PR #7994, opened 2021-06-25
Allow to TLS handshake to error out on TSVConnReenable

shinrich:
Identified by @zwoop.  The TSVConnReenable with an ERROR event would only fail the TLS handshake from the cert verification hook.  This change would cause a failure from any of the hooks.


shinrich:
[approve ci clang-analyzer]

zwoop (approved):

zwoop:

We need this for the rate_limit plugin to work properly.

- - - -

_WHAT THE TASK REQUIRES_.
Please transcribe each of the entries, exactly as written.

_RESULT_.
PR #7994, opened 2021-06-25
Allow to TLS handshake to error out on TSVConnReenable

shinrich:
Identified by @zwoop.  The TSVConnReenable with an ERROR event would only fail the TLS handshake from the cert verification hook.  This change would cause a failure from any of the hooks.


shinrich:
[approve ci clang-analyzer]

zwoop (approved):

zwoop:

We need this for the rate_limit plugin to work properly.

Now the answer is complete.